### Task to complete
Everything from the line that contains "in commit 32e9b426d42e87e084cebee1a9c74d6d6f08c4cb." to the end of the listing below, both ends included, is to be transcribed word for word, and nothing else.

### Study material
_ _ _
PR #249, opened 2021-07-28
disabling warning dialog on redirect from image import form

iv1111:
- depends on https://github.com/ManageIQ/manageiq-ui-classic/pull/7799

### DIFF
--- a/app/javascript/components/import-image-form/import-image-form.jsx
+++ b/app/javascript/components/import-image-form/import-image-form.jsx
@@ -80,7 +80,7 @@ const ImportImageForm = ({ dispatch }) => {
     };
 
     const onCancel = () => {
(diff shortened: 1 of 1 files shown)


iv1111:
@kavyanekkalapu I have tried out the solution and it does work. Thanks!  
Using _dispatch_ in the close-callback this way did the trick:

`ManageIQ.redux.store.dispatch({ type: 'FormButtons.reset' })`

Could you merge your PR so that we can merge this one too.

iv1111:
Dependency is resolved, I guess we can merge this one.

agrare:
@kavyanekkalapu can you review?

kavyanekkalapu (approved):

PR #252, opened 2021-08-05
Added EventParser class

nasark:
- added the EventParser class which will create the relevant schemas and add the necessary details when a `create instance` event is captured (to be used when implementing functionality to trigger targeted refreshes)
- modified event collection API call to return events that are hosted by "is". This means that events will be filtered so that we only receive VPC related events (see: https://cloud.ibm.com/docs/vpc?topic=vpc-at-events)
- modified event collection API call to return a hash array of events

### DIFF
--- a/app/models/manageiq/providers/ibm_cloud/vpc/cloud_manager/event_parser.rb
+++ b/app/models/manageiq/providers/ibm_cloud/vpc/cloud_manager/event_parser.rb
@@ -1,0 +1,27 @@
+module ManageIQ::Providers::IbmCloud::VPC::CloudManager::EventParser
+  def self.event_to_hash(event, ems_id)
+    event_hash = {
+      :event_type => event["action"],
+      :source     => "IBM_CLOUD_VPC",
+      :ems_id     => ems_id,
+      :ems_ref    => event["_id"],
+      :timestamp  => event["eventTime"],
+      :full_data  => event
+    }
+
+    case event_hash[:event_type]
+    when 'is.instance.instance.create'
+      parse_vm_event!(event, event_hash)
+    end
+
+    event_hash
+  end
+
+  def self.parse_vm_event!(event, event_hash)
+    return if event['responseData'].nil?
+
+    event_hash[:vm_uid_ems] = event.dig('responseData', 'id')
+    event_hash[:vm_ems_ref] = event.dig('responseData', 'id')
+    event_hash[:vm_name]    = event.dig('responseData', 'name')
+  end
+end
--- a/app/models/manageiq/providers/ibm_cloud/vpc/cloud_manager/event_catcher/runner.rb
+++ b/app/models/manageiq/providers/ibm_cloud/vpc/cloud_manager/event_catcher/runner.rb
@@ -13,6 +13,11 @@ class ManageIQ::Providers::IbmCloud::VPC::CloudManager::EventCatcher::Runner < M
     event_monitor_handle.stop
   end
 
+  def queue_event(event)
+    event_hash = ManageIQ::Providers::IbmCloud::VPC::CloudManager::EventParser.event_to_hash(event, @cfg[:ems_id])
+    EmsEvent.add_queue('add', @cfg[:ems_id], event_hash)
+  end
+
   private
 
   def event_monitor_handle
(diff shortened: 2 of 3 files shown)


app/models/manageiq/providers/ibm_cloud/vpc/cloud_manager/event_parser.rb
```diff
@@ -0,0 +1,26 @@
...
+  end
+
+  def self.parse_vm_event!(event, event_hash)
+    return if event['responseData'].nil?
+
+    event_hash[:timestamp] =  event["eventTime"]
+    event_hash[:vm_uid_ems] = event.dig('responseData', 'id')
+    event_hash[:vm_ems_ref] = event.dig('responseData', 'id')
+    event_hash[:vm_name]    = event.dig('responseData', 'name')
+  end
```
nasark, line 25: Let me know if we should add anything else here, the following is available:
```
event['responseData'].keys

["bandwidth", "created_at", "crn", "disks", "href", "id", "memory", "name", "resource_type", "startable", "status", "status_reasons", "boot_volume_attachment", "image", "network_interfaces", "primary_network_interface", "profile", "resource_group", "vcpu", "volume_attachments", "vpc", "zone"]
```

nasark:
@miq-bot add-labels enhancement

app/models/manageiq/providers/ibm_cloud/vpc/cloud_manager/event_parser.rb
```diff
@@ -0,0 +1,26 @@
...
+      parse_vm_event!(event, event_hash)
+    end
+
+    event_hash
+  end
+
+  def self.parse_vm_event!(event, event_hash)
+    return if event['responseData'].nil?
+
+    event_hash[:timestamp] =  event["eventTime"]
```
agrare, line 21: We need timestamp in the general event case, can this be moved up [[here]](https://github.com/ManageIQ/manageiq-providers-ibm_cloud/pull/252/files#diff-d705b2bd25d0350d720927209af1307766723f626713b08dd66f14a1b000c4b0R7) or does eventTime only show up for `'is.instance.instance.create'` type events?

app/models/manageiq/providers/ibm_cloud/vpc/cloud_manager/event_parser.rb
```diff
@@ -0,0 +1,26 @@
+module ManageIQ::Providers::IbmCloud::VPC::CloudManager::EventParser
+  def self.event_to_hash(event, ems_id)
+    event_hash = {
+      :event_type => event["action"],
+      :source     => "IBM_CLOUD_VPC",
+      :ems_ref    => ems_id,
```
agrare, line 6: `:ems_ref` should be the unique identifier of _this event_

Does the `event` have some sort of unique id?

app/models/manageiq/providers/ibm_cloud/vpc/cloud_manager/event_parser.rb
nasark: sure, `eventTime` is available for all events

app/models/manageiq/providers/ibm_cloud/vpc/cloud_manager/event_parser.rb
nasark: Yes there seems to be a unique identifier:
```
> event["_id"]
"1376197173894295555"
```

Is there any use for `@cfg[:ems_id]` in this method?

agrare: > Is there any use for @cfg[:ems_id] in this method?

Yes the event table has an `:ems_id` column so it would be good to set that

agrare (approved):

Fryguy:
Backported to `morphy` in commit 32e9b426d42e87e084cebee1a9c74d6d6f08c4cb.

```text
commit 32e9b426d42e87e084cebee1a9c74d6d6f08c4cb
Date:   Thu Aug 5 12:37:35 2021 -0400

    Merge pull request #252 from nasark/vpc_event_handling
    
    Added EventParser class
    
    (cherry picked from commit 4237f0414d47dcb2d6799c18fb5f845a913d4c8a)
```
_ _ _
### Output below
Backported to `morphy` in commit 32e9b426d42e87e084cebee1a9c74d6d6f08c4cb.

```text
commit 32e9b426d42e87e084cebee1a9c74d6d6f08c4cb
Date:   Thu Aug 5 12:37:35 2021 -0400

    Merge pull request #252 from nasark/vpc_event_handling
    
    Added EventParser class
    
    (cherry picked from commit 4237f0414d47dcb2d6799c18fb5f845a913d4c8a)
```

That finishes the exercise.